The instruments are of the decent Erlangen shop variety. Robust build... a little heavy (especially noticeable in the necks). Usually shaded varnish. Useful for students. They produced a few different models (usually noted on the label). The less expensive types were a model number (I believe starting with a "2", like "model 260" or "model 275"). They also produced slightly more expensive instruments with the designation "MA" or "MA-1A".

Jeffrey

J. S. Holmes Fine Violins, LLC

August 31, 2006 at 02:07 AM · One well-known Chicago shop supposedly took (maybe still does, even) Tellers, regraduated and rebarred them, fixing other small problems, and selling them. In order to make this worthwhile, the underlying object has to be sound and well designed. I don't have the familiarity with Tellers that Jeffrey does, but the ones I've seen have been basically competent instruments. Really, though, the issue is how is the ONE you have, not the ones you don't, right?

August 31, 2006 at 05:39 AM · It appears this is one of the less expensive variety...a 255 model. It sounds nice, but hmmmm. Heavy. Hard for me to tell because I don't play the viola really!

August 31, 2006 at 01:43 PM · ...I think it depends on the student a lot...if they're slight of build, they might not want a heavy instrument...

...if they're large of build it might suit them better to play something more substantial...I've met a couple of men violists who've mentioned that...

August 31, 2006 at 03:35 PM · I have a Roman Teller MA violin, made in 1978. When I bought it, I was under the impression that it was one of the last violins that he hand made before dying, but since then I have read (on the Internet, so it *can't* be wrong) that he actually died in 1974, so it is likely a workshop violin.

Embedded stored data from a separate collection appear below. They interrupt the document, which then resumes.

PR #637, opened 2026-06-29
feat(ica): include the number of tokens used by agents in the UI

platberlitz:
# Summary

## Issue
While you can see token counts of separate agents by clicking the Main prompt, there isn't really a proper, easy UI to see how much tokens agents use in total.

## What This Adds
Multiple ways to access In-Chat Agents token counts.
- In Prompt Manager
- In agents page

## For Companion Agents?
Adds Input: xx Output: xx token counts on the side drawer.

### DIFF
--- a/public/scripts/PromptManager.js
+++ b/public/scripts/PromptManager.js
@@ -39,6 +39,8 @@ function debouncePromise(func, delay) {
 const DEFAULT_DEPTH = 4;
 const DEFAULT_ORDER = 100;
 const PROMPT_MANAGER_DESKTOP_SPLIT_QUERY = '(min-width: 961px)';
+// SillyBunny In-Chat Agents reserve this extension prompt key prefix.
+const IN_CHAT_AGENT_PROMPT_KEY_PREFIX = 'inchat_agent_';
 
 /**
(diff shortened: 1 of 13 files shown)


platberlitz:
image
image
image

TheLonelyDevil9:
As per GPT:

[P2] Batched companion input tokens are stored as per-agent usage: [companion-runner.js#L1271-L1274](https://github.com/platberlitz/SillyBunny/blob/3c39fd2fab0c412223ce506e78138d1019d1a594/public/scripts/extensions/in-chat-agents/companion/companion-runner.js#L1271-L1274). batchInputTokens is the full shared batch request, but every companion result gets that same value and the UI renders it as that companion’s Input count. For a two-companion batch, the drawer/dashboard makes the shared input look doubled if users compare rows. 


```
Either label it as shared batch input, store it once at batch level, or estimate/split per companion. The added test only covers a single companion run, so this path needs a batch-token regression test.
```

Didn't want to be heavy-handed with your contribution, let me know if there's a direction you want here

platberlitz:
Split per companion is the intention.

PR #638, opened 2026-07-01
feat(conversation_mode): decouple conversation mode from other features using Rest API

platberlitz:
# Summary
Before, Conversation Mode worked using the following paths:

What works today:
POST /api/settings/get and POST /api/settings/save can read/write the saved Conversation Mode store under extension_settings.sillybunny_conversation.
POST /api/groups/create can create group Conversations with conversation_settings.
POST /api/backends/chat-completions/generate can generate text if you supply the full model payload yourself. 

The issue is that makes it too tied with group conversations, instead of being decoupled and considered its own thing. This will allow JSON-only curl commands, when the Rest API is added, so that they can be called without touching other parts of SillyBunny.

## What Endpoints Are added?
- POST /api/sillybunny-conversation/store/get
- POST /api/sillybunny-conversation/store/save
- POST /api/sillybunny-conversation/thread/get
- POST /api/sillybunny-conversation/thread/save
- POST /api/sillybunny-conversation/message/append
- POST /api/sillybunny-conversation/message/send
- POST /api/sillybunny-conversation/info

## What Else?
- Still the same Conversation Mode settings, router is in `src/server-startup.js`. Conversation Mode chat/textbackend generation handlers were refactored as well, ensuring that duplication between group chats and Conversation Mode doesn't happen.
- Adds per-persona storage.
- Adds TTS support.

### Bug Fixes
- Made replying actually show up properly. 
- Screenshot example: image
- Makes group DMs show up even without sending a message first.
- Mitigates/removes character impersonation in group chats.
- Uses system time on your computer/phone to inform what time it is to the characters.
- Fixed manual selfie generation.

## What To Test?
Essentially, just making sure that it still functions exactly the same and isn't tied to group chats. That means when accessing a Conversation Mode chat from the Recent Chats in the landing page, it should go directly to the Conversation Mode chat, not a roleplay-style chat that just has a skin on it.


TheLonelyDevil9:
Been using this on my personal fork for a week, no regressions noticed

platberlitz:
## What was fixed in the latest commits
**Security and server-side safety:**
- Closed a hole where the server could be tricked into fetching images from private internal network addresses.
- Fixed rate limiting so one user hammering the server can't block *other* users, and can't dodge their own limit by changing IP address.
- Made sure old saved chat data (from before this feature) still loads instead of being rejected as "invalid", no one loses their chat history.

**"Wrong person" bugs:** A whole bunch of bugs where, if you switched personas or characters *while* something was still loading, the result landed in the wrong place. For example:
- A reply meant for character A could get saved into character B's chat.
- Closing the settings panel could overwrite another character's settings.
- A generated selfie could use the wrong character's appearance settings. All of these now remember *who* they were for when they started, and finish for that person.

**Messages silently disappearing:** Several situations where your message got eaten with no reply and no error - e.g. sending a DM and then doing something else within 5 seconds, or pinning a message you just sent. These now retry properly instead of giving up.

**Group chats:** Old group conversations could show up empty, hidden, or open as one-on-one chats. Replying to a specific person in a group now actually makes *that* person answer, not whoever spoke last.

**Voice (text-to-speech) and image generation:** These extensions were being loaded a second time behind the extension manager's back, causing doubled audio, duplicate behavior, and running even when you'd disabled them. They're now accessed through one shared, properly-managed channel. Also: background chat audios no longer talk over your current one, and audio starts faster instead of waiting too long.

**Small stuff:** Buttons on mobile were too small to tap reliably (now 44px), a hidden "Companion" menu item was still clickable, unread-message counts now show correctly per chat branch.

Geechan (approved):

PR #721, opened 2025-06-02
Allow AWS connections to use attached roles (EC2, ECS)

maor-rozenfeld:
Fixes OPS-1695.


packages/server/shared/src/lib/blocks/file-blocks-utils.ts
```diff
@@ -130,7 +130,7 @@ async function loadBlockFromFolder(
     const indexPath = join(folderPath, 'src', 'index.js') + suffix;
     const stats = await fs.stat(packageJsonDir); // Get file stats
 
-    const cacheKey = `${blockName}-${blockVersion}-${stats.mtime.getTime()}`;
+    const cacheKey = `${blockName}-${blockVersion}-${stats.mtime.getTime()}-${system.calculateConfigurationHash()}`;
```
MarceloRGonc, line 134: Just curious. What was happening?

packages/openops/src/lib/aws/auth.ts
```diff
@@ -202,18 +212,22 @@ export const amazonAuth = BlockAuth.CustomAuth({
...
-    obj !== null &&
-    typeof obj === 'object' &&
-    Object.prototype.hasOwnProperty.call(obj, 'accessKeyId') &&
-    typeof obj.accessKeyId === 'string' &&
-    Object.prototype.hasOwnProperty.call(obj, 'secretAccessKey') &&
-    typeof obj.secretAccessKey === 'string'
-  );
-}
+    if (!auth.accessKeyId && !isImplicitRoleEnabled) {
+      return { valid: false, error: 'Access Key ID is required' };
```
MarceloRGonc, line 230: Is this possible to happen?

packages/blocks/aws/src/lib/actions/cli/aws-cli.ts
```diff
@@ -1,10 +1,19 @@
...
+  if (
+    credentials.accessKeyId === undefined &&
+    !system.getBoolean(SharedSystemProp.AWS_ENABLE_IMPLICIT_ROLE)
+  ) {
+    throw new Error(
+      'AWS credentials are required, please provide accessKeyId and secretAccessKey',
+    );
+  }
   const envVars = {
     AWS_ACCESS_KEY_ID: credentials.accessKeyId,
```
MarceloRGonc, line 18: Have you tested this in an environment? If AWS_ENABLE_IMPLICIT_ROLE is active and accessKeyId is undefined. Does it work as expected?

maor-rozenfeld: yes, it does. That's the CLI default behavior, just like the SDK.

packages/openops/src/lib/aws/auth.ts
maor-rozenfeld: If you create the connection via an API call and not the UI.

packages/server/shared/src/lib/blocks/file-blocks-utils.ts
maor-rozenfeld: Initially changing the env var didn't change the "require" state of the connection attributes, because the blocks metadata is cached. Had to add the env vars to the cache key. Will add a comment.

packages/blocks/aws/src/lib/actions/cli/aws-cli.ts
```diff
@@ -1,10 +1,19 @@
 import { runCliCommand } from '@openops/common';
+import { SharedSystemProp, system } from '@openops/server-shared';
 
 export async function runCommand(
   command: string,
   region: string,
   credentials: any,
 ): Promise<string> {
+  if (
+    credentials.accessKeyId === undefined &&
```
rita-gorokhod: might be better to do !accessKeyId to deal with empty string too and null.
Also add tests

packages/openops/src/lib/aws/auth.ts
```diff
@@ -166,17 +171,22 @@ export const amazonAuth = BlockAuth.CustomAuth({
   authProviderDisplayName: 'AWS',
   authProviderLogoUrl: `https://static.openops.com/blocks/aws.png`,
   props: {
```
rita-gorokhod, line 184: let's add a markdown to explain the new behavior and link to the docs, same as in gcp

packages/openops/src/lib/aws/auth.ts
```diff
@@ -166,17 +171,22 @@ export const amazonAuth = BlockAuth.CustomAuth({
...
+    defaultRegion: Property.ShortText({
+      displayName: 'Default Region',
       required: true,
+      defaultValue: 'us-east-1',
+    }),
+    accessKeyId: Property.SecretText({
+      displayName:
+        'Access Key ID' +
+        (isImplicitRoleEnabled
+          ? ' (leave blank to use the role assigned to the hosting environment)'
```
rita-gorokhod: maybe if you add markdown, then this can be just (optional), and add secretKey as well

PR #722, opened 2025-06-02
Add connection providers

MarceloRGonc:
Fixes OPS-1877.


packages/openops/src/lib/connection-providers/index.ts
```diff
@@ -0,0 +1,15 @@
+import { ConnectionProvider, Provider } from './providers';
+import { providerMap } from './providers-map';
+
+function getAll(): Provider[] {
+  return Object.values(providerMap);
+}
+
+function getOne(id: ConnectionProvider): Provider {
```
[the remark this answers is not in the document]
MarceloRGonc: The providerMap can't be out of sync.

packages/openops/src/lib/connection-providers/providers-map.ts
```diff
@@ -0,0 +1,76 @@
+import { ConnectionProvider, Provider } from './providers';
+
+const baseUrl = 'https://static.openops.com';
+
+export const providerMap: Record<ConnectionProvider, Provider> = {
+  [ConnectionProvider.AWS]: {
+    id: ConnectionProvider.AWS,
+    displayName: 'AWS',
+    logoUrl: `${baseUrl}/blocks/aws.png`,
+  },
```
alexandrudanpop: @MarceloRGonc for migration purposes I think we should add a field `supportedBlockTypes`, then in the migration after you adding the column, we can look at this data structure to update the provider and finally set the column as non-nullable.

MarceloRGonc: I think it makes more sense to create that mapping in the migration. Because if I add it here later, this list will appear in the block metadata. I think we'll only need this list during the migration, right? Or am I missing something?

https://linear.app/openops/issue/OPS-1903/add-migration-script-to-fill-the-provider-column-in-the-connections

MarceloRGonc: Discussed offline. It will be done in the migration

PR #723, opened 2025-06-02
Filter out tools for openops mcp

bigfluffycookie:
Fixes OPS-1871


packages/server/api/src/app/ai/mcp/openops-tools.ts
```diff
@@ -8,9 +8,63 @@ import {
...
+    summary?: string;
+    description?: string;
+    operationId?: string;
+    parameters?: unknown[];
+    requestBody?: unknown;
+    responses?: Record<string, unknown>;
+  };
+};
+
+function filterOpenApiSchema(schema: OpenAPI.Document): OpenAPI.Document {
```
MarceloRGonc, line 42: Add this inside of the method. Save the value in a global variable and return the JSON.stringify.

```
const openApiSchema = app.swagger() as OpenAPI.Document;
```
  
```
function getOpenApiSchema(): string {
```

This way we will do this once per deployment and not for every call to the AI.

PR #724, opened 2025-06-02
Improve initial visibility of failed step when opening run details

cezudas:
Fixes OPS-1894.
Upon loading the run details, if a run fails, the indices for all iterations will be set so that the failed step is rendered on the screen.
See Loom demo below: https://www.loom.com/share/fdce54571eb44cc2aa6fb9e560c4ebc2

### DIFF
--- a/packages/react-ui/src/app/features/builder/run-details/index.tsx
+++ b/packages/react-ui/src/app/features/builder/run-details/index.tsx
@@ -88,12 +88,10 @@ const FlowRunDetails = React.memo(() => {
 
   const message = getMessage(run, rententionDays);
 
-  let failedStepInfo = null;
-  if (run) {
-    failedStepInfo = flowRunUtils.findFailedStep(run);
-  }
-
   useEffectOnce(() => {
+    if (!run?.steps) return;
+    const failedStepInfo = flowRunUtils.findFailedStep(run);
+
     if (failedStepInfo && selectedStep !== failedStepInfo.stepName) {
       selectStepByName(failedStepInfo.stepName);
       document


packages/react-ui/src/app/features/flow-runs/lib/flow-run-utils.ts
```diff
@@ -155,20 +161,29 @@ function findLoopsState(
...
-        flowHelper.isChildOf(
-          step as LoopOnItemsAction | BranchAction | SplitAction,
-          failedStep,
+    (res: Record<string, number>, step: LoopOnItemsAction) => {
+      const loopName = step.name;
+      if (failedStepInfo) {
+        const isFailedStepChildOfLoop = flowHelper.isChildOf(
+          step,
+          failedStepInfo.stepName,
         );
```
alexandrudanpop: can you add tests that it also works for branch and split? also in the case where the failed step is the parent?

cezudas: Added [test](https://github.com/openops-cloud/openops/blob/b9d0256529b560dfd4fc1dcb94e68392d3f423a7/packages/react-ui/src/app/features/flow-runs/lib/tests/flow-run-utils.test.ts#L474) for "in the case where the failed step is the parent?"

cezudas: > can you add tests that it also works for branch and split

The variable rename in my initial patch was a bit misleading, I pushed one more [commit](https://github.com/openops-cloud/openops/pull/724/commits/b9d0256529b560dfd4fc1dcb94e68392d3f423a7).

> can you add tests that it also works for branch and split?
In our case the "parent" is LoopOnItemsAction, I added some basic test coverage for `isChildOf`, including [deeply](LoopOnItemsAction) nested failed step.

alexandrudanpop:
@cezudas if I manually run the flow the failed step is selected, but if I look at it from runs, the scroll works fine and shows the step, but the step is not selected:
image

alexandrudanpop (approved):

PR #727, opened 2025-06-02
Fix large test output displaying

rSnapkoOpenOps:
Fixes OPS-1895.

## Testing Checklist

Check all that apply:

By default all fields are collapsed. Strings are truncated:  
image
image
image

### DIFF
--- a/packages/react-ui/src/app/common/components/json-viewer.tsx
+++ b/packages/react-ui/src/app/common/components/json-viewer.tsx
@@ -173,42 +173,40 @@ const JsonViewer = React.memo(({ json, title }: JsonViewerProps) => {
         </div>
       </div>
 
-      {
+      {isNil(json) ? (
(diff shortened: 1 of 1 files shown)


packages/react-ui/src/app/common/components/json-viewer.tsx
```diff
@@ -173,42 +173,40 @@ const JsonViewer = React.memo(({ json, title }: JsonViewerProps) => {
...
+              theme={viewerTheme}
+              enableClipboard={false}
+              groupArraysAfterLength={20}
+              displayDataTypes={false}
+              name={false}
+              quotesOnKeys={false}
+              src={json}
+              collapsed={1}
+              collapseStringsAfterLength={50}
+            />
```
rmn-snpk, line 206: I just removed the fragment. the only real change is adding  

`collapsed={1}`
 `collapseStringsAfterLength={50}`

PR #735, opened 2025-06-03
Add new endpoint for app connection metadata

bigfluffycookie:
Fixes OPS-1883

```
  "Databricks": {
    "authProviderKey": "Databricks",
    "authProviderDisplayName": "Databricks",
    "authProviderLogoUrl": "https://static.openops.com/blocks/databricks.png",
    "required": true,
    "description": "\n1. Go to the Databricks...\n",
    "props": {
      "accountId": {
        "displayName": "Account ID",
        "required": true,
        "type": "SHORT_TEXT",
        "defaultValidators": [
          {
            "type": "STRING"
          }
        ]
      }
      ...
    },
    "type": "CUSTOM_AUTH",
    "displayName": "Connection",
    "supportedBlocks": [
      "@openops/block-databricks"
    ]
  }
  ```

### CODE REVIEW

File: packages/server/api/src/app/app-connection/app-connection.controller.ts [hunk 1]
```diff
@@ -140,6 +142,29 @@ export const appConnectionController: FastifyPluginCallbackTypebox = (
...
+        release: await flagService.getCurrentRelease(),
+        includeHidden: false,
+        edition: system.getEdition(),
+      });
+
+      const authMetadata: Record<string, any> = {};
+
+      for (const block of blocks) {
+        if (block.auth) {
+          authMetadata[block.name] = block.auth;
```
alexandrudanpop: IMO it would be better to aggregate it by service provider not block name, with block name we will have multiple auth metadata of the same type

alexandrudanpop: I think it should be:
```json
{
    "AWS": {
        "supportedBlocks": [
            "block/aws",
            "block/aws-athena"
        ],
        "auth": {}
    }
}
```

packages/server/api/src/app/app-connection/app-connection.controller.ts
```diff
@@ -140,6 +143,39 @@ export const appConnectionController: FastifyPluginCallbackTypebox = (
...
+              id: provider.id,
+              displayName: provider.displayName,
+              logoUrl: provider.logoUrl,
+              supportedBlocks: [],
+              props: block.auth ?? {},
+            };
+          }
+          providerMetadata[provider.id].supportedBlocks.push(block.name);
+        }
+      }
```
MarceloRGonc: Add this logic here: packages/server/api/src/app/app-connection/connection-providers-resolver.ts

packages/server/api/src/app/app-connection/app-connection.controller.ts
```diff
@@ -140,6 +143,39 @@ export const appConnectionController: FastifyPluginCallbackTypebox = (
...
+    GetConnectionMetadataRequest,
+    async (request): Promise<Record<string, any>> => {
+      const blocks = await blockMetadataService.list({
+        projectId: request.principal.projectId,
+        release: await flagService.getCurrentRelease(),
+        includeHidden: false,
+        edition: system.getEdition(),
+      });
+
+      const providerMetadata: Record<string, any> = {};
```
MarceloRGonc:
```suggestion
      const providerMetadata: Record<Provider, <create a type>> = {};
```

MarceloRGonc (approved):

PR #744, opened 2025-06-04
Redo

MarceloRGonc:
Fixes OPS-1877.

## Additional Notes
- Simplify architectur, remove ENUM and list of authProviders


bigfluffycookie (approved):
Its fine, but it will break my outstanding pr, i'll see if i manage to fix it tomorrow

PR #747, opened 2025-06-05
Fetch connections by auth provider in step settings

alexandrudanpop:
Fixes OPS-1884

## Additional Notes

image


packages/react-ui/src/app/features/connections/lib/app-connections-hooks.ts
```diff
@@ -46,4 +46,11 @@ export const appConnectionsHooks = {
         }, {}),
     });
   },
+  useConnectionsMetadata: () => {
+    return useQuery({
+      queryKey: [QueryKeys.appConnections, 'metadata'],
+      queryFn: () => appConnectionsApi.getMetadata(),
+      staleTime: Infinity,
+    });
+  },
```
alexandrudanpop, line 55: just some boilerplate, we don't use it yet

I can't actually confirm this through my own research. I had it appraised for around $4K a few years ago, but the appraisal only said "bears the label Roman Teller MA" (which anyone can see by looking inside!) and didn't offer an opinion about whether it was made by Mr. Teller or not.

My violin was described as being incredibly heavy by a well-known violin teacher I had a lesson with this last year. Using a not-terribly-finely-calibrated kitchen scale, I determined that it weighs about an ounce more than most violins, and about two ounces more than the lightest violins. That didn't seem to be a big deal to me. What is true though, is that it has a very thick neck, which normally doesn't bother me, but on some pieces with awkward fingering, causes/exaggerates pain in my hand and fingers. I have only recently found out that I can have the neck of my Roman Teller made smaller, and have been assured that this won't be detrimental to the value of the violin! So I am looking into doing that.

I'm interested in this thread because I've not found a lot of information on Roman Teller instruments on my own.

September 1, 2006 at 09:45 PM · "I have a Roman Teller MA violin, made in 1978. When I bought it, I was under the impression that it was one of the last violins that he hand made before dying, but since then I have read (on the Internet, so it *can't* be wrong) that he actually died in 1974, so it is likely a workshop violin"

Like Roth instruments, or Collin-Mezin, if the instrument was made while Teller was alive, or not, it would still be a "workshop violin". It's how many of these businesses were set up... and still are, for that matter. The master ran the shop and was responsible for the quality control of the product, but may not have had much (if anything) to do with the actual labor. When Teller died, the name was passed along to the new owner, in this case a relative (just as the Roth business was passed along to relatives). As I mentioned above, it is my understanding that some of the makers (laborers) who worked for the shop spanned all three generations of the Teller business.

Jeffrey

J. S. Holmes Fine Violins, LLC (Ann Arbor)

September 1, 2006 at 09:39 PM · I remember the name from catalogs in the late 70s or early 80s, probably either Shar or Weinkrantz. They seemed to be portrayed as a step up from the really cheap bad ones that were the other mail order alternative. It wasn't like today where every possible niche is filled to capacity. There were two kinds of shoe strings in those days, the flat limp kind and the round stiff kind. Brown or black. White for nurses.

September 1, 2006 at 09:56 PM · "I remember the name from catalogs in the late 70s or early 80s, probably either Shar or Weinkrantz."

Yes, Jim.

In the US (mailorder), Phil W. carried them as did Shar (still did for a while when I was there... which is why I know about the Teller business history) and a music supplier by the name of Ideal. They were kind of the "Chevy" of student fiddles at the time. Reliable.